Cela fait un an jour pour jour que Joyce Echaquan est morte, sous une pluie d’insultes racistes, dans l’hôpital où elle aurait pu être sauvée. Un an que la fin tragique de cette femme atikamekw de 37 ans, mère de sept enfants, nous hante, que l’on tente d’en faire l’autopsie et surtout d’en tirer des leçons.

« La mémoire de Joyce ne doit pas s’effriter », a dit son conjoint Carol Dubé, dans une déclaration écrite rendue publique lundi.

Elle ne doit pas, non. Mais pour l’heure, on peine toujours à l’honorer.

On peut certainement dire que Joyce Echaquan a éveillé des consciences au sujet du racisme anti-autochtone dans le système de santé. Devant sa vidéo en direct de son lit d’hôpital, impossible de détourner le regard, de faire comme si ça n’existait pas. Elle nous a obligés à regarder en face la réalité insoutenable du racisme systémique. Une réalité héritée des politiques canadiennes colonialistes menant à la déshumanisation des peuples autochtones. Une réalité connue, dénoncée et documentée depuis longtemps, mais encore trop souvent niée.
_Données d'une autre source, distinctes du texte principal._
PR #6375, opened 2026-08-19
[Bugfix][Diffusion] Aggregate async RPC completion across worker ranks

tangbinh:
## Summary

Fix a race in request-mode multiprocess diffusion RPCs where rank 0 can publish `COMPUTE_DONE` before another worker publishes an `RPC_RESULT` error. The first result pump previously popped the shared future, so a rank-zero success could silently hide the worker failure.

- successful non-output ranks now acknowledge async RPC completion;
- the executor waits for all executing ranks before resolving success;
- any rank error resolves the caller with an exception immediately;
- timeout and shutdown paths clear the new reply bookkeeping.

## Test Plan

- `pytest -q tests/diffusion/test_result_pump.py tests/diffusion/test_async_output_worker.py`
- 40 passed
- Added both success-first and error-first two-rank regression coverage.

Signed-off-by: Binh Tang <binht@netflix.com>

### DIFF
--- a/tests/diffusion/test_async_output_worker.py
+++ b/tests/diffusion/test_async_output_worker.py
@@ -164,6 +164,27 @@ class TestReturnResultAsyncPath:
         proc._return_result(DiffusionOutput())
         # No crash, no enqueue attempted
 
+    def test_non_output_rank_acknowledges_successful_async_rpc(self):
+        proc = _make_worker_proc(step_execution=False)
+        proc.recv_message = MagicMock(
+            side_effect=[
+                {
+                    "type": "rpc",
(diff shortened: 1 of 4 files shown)


tangbinh:
Self-review: I traced both result-arrival orders and checked that success waits for one reply from every rank, while any rank error still resolves immediately. Timeout and shutdown paths clear the per-request bookkeeping. Focused async RPC tests cover success-first/error-later, error-first, and worker acknowledgements; 40 focused tests passed locally. Pre-commit, wheel builds for Python 3.11/3.12, and DCO are also green.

« Joyce a été un ange pour nous », me dit, la voix brisée, Andrée Paul, infirmière de la Nation innue. Un ange qui aura donné le courage à des personnes autochtones de briser le silence et d’amorcer un dialogue essentiel.
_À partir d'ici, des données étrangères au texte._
PR #6378, opened 2026-08-19
[Bugfix] Build CUDA images on vLLM 0.27

tangbinh:
## Summary

Update the default CUDA image base from vLLM 0.26 to vLLM 0.27.

vLLM-Omni main now uses vLLM 0.27 APIs, including the multimodal hasher helper. Release and nightly jobs build and publish docker/Dockerfile.cuda, so retaining the 0.26 base produces an image that installs current vLLM-Omni over an incompatible runtime.

## Validation

- git diff --check: passed

## Self-review

I confirmed the release pipeline builds docker/Dockerfile.cuda and that no remaining Docker, Buildkite, requirements, or project pins reference vLLM 0.26.

### DIFF
--- a/docker/Dockerfile.cuda
+++ b/docker/Dockerfile.cuda
@@ -1,4 +1,4 @@
-ARG BASE_IMAGE=vllm/vllm-openai:v0.26.0
+ARG BASE_IMAGE=vllm/vllm-openai:v0.27.0
 FROM ${BASE_IMAGE}
 
 ARG COMMON_WORKDIR=/app


tangbinh:
Self-review: I traced the release pipeline to docker/Dockerfile.cuda, confirmed current main uses vLLM 0.27-only APIs, and searched Docker, Buildkite, requirements, and project files for remaining vLLM 0.26 pins. The changed-file hooks and diff check pass.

« Beaucoup de mes collègues infirmières allochtones m’ont dit : ‟On n’avait jamais vu les choses de cette façon. On n’avait jamais réalisé l’ampleur des problèmes vécus par les communautés autochtones” », dit Mme Paul, qui participera mardi soir à une veillée à la mémoire de Joyce Echaquan organisée par la coalition Uni.e.s pour Joyce et le collectif Soignons la justice sociale.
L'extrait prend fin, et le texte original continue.